### To do
Which of the lines below holds the string "task"? Copy every line that does.
:::::
PR #1420, opened 2026-05-28
Remove ACL permissions for deleted resource

kstribrnAmzn:
Description
-----------
Setting the `configENABLE_ACL_OBJECT_DELETION_CLEANUP` flag will revoke ACL permissions across
all tasks. Previously the task deleting the object would need to also revoke permissions.

Test Steps
-----------
To be completed

Checklist:
----------

Related Issue
-----------


kstribrnAmzn:
Discarding this until we have further requests for ACL cleanup upon object deletion with MPUv2 wrappers. I don't want to introduce this code as iterating over the task list will slow down the code.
:::::
### Answer box
all tasks. Previously the task deleting the object would need to also revoke permissions.
Discarding this until we have further requests for ACL cleanup upon object deletion with MPUv2 wrappers. I don't want to introduce this code as iterating over the task list will slow down the code.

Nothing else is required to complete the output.